◆ **Goal of the exercise**
The answer must consist of every line in the data below that holds the word "stderr".

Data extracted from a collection
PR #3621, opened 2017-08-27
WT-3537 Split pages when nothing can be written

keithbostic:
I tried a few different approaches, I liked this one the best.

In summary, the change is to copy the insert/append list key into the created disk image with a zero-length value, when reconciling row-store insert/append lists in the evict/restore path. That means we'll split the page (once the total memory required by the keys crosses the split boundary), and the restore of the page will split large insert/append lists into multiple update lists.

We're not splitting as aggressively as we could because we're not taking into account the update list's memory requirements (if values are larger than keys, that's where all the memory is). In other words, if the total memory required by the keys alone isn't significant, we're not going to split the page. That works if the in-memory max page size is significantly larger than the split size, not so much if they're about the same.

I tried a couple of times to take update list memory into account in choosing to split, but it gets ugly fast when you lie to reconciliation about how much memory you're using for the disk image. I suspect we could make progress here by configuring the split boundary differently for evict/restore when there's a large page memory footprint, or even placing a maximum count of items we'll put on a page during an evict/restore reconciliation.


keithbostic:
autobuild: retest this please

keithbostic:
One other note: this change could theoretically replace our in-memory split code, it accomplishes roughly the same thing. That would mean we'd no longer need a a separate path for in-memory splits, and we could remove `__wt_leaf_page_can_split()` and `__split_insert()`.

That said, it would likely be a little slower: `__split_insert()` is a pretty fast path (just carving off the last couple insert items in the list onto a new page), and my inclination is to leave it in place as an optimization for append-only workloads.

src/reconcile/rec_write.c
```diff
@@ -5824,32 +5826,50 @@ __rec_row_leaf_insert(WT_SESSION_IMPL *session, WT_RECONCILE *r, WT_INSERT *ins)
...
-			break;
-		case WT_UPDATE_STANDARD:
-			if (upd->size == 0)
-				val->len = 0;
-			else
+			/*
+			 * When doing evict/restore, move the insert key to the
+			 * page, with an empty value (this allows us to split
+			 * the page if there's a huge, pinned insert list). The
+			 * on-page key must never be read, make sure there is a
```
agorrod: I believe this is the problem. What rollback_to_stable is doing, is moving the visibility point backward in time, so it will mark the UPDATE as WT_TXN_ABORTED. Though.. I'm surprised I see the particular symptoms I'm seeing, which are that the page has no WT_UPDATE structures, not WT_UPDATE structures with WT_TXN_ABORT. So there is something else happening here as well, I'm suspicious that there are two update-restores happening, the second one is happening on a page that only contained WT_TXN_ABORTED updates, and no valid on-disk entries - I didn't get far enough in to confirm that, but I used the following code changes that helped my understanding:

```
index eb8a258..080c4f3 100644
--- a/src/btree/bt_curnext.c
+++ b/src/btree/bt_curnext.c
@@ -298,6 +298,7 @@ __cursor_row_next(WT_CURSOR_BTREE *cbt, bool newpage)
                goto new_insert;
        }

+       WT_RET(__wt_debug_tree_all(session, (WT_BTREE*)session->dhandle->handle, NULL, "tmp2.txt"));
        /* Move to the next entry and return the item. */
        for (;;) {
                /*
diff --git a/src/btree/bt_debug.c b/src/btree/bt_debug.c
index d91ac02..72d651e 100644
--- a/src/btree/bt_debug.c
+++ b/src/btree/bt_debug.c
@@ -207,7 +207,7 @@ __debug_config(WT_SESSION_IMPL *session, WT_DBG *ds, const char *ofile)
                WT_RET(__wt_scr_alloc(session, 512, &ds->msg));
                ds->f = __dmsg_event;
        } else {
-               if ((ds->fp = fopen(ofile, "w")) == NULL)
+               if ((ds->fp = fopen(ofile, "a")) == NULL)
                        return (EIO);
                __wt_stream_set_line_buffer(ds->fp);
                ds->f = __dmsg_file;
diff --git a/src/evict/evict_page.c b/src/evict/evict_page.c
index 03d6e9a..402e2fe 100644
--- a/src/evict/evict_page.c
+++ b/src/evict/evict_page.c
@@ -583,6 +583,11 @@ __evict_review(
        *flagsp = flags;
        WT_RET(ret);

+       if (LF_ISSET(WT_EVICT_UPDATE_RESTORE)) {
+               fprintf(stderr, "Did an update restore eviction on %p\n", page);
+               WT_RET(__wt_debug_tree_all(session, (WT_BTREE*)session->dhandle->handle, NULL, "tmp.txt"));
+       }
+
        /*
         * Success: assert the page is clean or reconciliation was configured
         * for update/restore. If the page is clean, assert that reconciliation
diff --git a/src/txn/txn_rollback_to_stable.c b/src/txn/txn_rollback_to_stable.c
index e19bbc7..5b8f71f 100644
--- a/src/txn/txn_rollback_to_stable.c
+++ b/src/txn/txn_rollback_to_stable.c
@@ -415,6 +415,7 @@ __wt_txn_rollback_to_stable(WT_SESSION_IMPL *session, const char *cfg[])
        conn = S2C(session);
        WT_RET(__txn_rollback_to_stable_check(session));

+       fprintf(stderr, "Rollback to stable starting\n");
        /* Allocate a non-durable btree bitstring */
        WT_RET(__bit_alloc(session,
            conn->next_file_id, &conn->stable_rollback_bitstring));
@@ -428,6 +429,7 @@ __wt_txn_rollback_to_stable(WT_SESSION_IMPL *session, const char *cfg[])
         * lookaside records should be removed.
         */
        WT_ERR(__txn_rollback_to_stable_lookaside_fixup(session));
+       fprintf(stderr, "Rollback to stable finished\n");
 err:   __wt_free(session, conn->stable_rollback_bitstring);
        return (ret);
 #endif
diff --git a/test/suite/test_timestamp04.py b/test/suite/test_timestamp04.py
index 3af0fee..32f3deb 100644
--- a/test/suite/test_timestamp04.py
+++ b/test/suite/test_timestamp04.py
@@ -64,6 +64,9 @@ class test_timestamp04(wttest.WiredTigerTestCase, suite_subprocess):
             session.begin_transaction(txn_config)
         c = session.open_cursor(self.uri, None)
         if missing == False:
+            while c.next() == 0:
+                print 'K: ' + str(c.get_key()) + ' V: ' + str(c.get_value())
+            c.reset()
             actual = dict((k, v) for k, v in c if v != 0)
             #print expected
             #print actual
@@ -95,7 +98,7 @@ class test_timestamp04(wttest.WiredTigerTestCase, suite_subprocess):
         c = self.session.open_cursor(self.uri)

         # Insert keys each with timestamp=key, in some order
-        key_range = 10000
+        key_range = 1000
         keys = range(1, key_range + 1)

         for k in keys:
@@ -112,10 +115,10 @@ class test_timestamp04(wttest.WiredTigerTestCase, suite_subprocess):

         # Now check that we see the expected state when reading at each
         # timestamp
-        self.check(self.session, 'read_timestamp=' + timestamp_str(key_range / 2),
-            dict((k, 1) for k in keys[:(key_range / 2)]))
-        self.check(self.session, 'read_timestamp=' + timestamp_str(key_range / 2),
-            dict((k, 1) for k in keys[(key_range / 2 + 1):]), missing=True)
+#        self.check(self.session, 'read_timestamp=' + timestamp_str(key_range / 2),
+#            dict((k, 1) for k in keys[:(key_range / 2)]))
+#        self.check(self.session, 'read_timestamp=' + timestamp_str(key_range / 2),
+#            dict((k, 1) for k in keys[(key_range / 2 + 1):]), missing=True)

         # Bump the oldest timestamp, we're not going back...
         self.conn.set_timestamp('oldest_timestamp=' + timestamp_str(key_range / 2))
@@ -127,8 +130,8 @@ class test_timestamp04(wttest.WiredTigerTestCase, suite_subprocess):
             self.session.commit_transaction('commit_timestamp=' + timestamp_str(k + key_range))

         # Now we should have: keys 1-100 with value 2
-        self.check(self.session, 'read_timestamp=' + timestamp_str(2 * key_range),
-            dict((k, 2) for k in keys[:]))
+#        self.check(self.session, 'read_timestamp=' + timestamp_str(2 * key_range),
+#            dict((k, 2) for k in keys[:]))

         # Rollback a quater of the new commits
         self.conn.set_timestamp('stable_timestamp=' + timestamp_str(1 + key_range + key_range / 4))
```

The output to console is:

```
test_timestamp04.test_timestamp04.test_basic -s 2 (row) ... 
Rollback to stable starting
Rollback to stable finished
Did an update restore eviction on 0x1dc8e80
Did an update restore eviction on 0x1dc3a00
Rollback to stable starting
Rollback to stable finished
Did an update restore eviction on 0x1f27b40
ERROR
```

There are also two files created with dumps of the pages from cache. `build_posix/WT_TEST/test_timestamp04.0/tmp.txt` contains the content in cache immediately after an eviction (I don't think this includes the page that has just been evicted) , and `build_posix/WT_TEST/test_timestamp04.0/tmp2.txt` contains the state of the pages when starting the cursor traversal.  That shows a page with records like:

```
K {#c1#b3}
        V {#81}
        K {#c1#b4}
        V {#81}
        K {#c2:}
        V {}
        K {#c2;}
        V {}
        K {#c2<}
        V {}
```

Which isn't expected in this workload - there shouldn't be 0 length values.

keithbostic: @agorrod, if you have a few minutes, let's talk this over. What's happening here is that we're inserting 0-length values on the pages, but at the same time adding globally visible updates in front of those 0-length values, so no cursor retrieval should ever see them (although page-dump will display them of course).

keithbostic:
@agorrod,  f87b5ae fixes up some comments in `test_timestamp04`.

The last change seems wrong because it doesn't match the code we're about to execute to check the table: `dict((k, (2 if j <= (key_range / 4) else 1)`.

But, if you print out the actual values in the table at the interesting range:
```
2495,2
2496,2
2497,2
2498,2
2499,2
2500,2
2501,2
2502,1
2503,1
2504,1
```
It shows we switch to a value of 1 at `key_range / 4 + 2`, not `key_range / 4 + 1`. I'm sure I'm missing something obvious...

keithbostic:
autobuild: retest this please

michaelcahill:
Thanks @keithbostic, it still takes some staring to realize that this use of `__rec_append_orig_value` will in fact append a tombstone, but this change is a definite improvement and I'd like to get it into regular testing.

* * *

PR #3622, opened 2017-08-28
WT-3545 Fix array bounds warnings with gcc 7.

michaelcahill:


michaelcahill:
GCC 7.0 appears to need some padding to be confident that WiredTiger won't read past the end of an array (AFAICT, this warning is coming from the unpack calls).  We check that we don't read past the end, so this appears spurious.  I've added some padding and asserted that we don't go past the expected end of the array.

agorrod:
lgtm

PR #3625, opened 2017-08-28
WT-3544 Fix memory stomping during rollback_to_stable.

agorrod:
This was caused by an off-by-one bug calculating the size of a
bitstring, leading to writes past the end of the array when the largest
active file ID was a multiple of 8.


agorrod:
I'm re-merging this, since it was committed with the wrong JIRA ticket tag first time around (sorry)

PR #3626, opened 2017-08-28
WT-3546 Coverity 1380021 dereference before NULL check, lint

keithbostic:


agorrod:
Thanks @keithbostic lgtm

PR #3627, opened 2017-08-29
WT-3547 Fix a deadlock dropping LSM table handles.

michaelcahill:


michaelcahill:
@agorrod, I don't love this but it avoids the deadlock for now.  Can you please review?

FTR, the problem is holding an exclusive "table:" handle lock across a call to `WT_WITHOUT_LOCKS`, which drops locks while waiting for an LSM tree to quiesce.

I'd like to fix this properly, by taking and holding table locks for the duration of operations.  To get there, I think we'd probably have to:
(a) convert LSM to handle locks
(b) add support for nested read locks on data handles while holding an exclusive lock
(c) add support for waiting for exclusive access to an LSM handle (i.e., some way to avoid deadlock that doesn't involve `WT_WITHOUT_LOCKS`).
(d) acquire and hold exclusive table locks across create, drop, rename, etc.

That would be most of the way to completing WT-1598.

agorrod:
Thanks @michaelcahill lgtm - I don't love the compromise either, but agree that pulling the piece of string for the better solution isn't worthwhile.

◆ **Written response**
+               fprintf(stderr, "Did an update restore eviction on %p\n", page);
+       fprintf(stderr, "Rollback to stable starting\n");
+       fprintf(stderr, "Rollback to stable finished\n");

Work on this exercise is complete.